Collected data entries

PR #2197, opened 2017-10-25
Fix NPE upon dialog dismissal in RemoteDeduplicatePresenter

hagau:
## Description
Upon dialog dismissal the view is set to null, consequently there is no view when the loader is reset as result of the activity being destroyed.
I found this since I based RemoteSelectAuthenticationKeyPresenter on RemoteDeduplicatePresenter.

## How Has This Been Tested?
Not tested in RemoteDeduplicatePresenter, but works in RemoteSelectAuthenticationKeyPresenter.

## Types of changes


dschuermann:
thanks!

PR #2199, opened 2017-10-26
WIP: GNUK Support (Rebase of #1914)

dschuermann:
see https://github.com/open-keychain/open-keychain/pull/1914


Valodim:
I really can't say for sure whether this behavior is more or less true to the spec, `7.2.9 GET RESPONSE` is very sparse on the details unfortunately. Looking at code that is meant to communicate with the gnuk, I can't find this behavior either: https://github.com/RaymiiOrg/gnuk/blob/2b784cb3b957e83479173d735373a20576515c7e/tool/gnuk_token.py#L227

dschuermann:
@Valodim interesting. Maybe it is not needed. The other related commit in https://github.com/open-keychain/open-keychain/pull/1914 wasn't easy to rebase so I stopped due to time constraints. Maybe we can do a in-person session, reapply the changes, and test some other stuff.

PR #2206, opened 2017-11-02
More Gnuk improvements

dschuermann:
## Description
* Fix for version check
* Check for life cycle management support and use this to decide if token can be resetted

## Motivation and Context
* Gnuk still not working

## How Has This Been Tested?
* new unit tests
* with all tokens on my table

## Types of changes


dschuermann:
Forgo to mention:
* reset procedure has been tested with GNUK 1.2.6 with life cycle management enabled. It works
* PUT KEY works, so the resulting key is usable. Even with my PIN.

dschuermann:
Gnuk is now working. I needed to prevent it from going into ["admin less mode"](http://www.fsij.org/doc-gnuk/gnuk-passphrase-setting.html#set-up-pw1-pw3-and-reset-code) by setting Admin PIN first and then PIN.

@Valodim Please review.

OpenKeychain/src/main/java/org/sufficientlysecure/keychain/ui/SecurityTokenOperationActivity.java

■ Exercise details
Restate verbatim the first line above and all lines after it through the line containing "Not tested in"; omit the rest.

■ Written reply
PR #2197, opened 2017-10-25
Fix NPE upon dialog dismissal in RemoteDeduplicatePresenter

hagau:
## Description
Upon dialog dismissal the view is set to null, consequently there is no view when the loader is reset as result of the activity being destroyed.
I found this since I based RemoteSelectAuthenticationKeyPresenter on RemoteDeduplicatePresenter.

## How Has This Been Tested?
Not tested in RemoteDeduplicatePresenter, but works in RemoteSelectAuthenticationKeyPresenter.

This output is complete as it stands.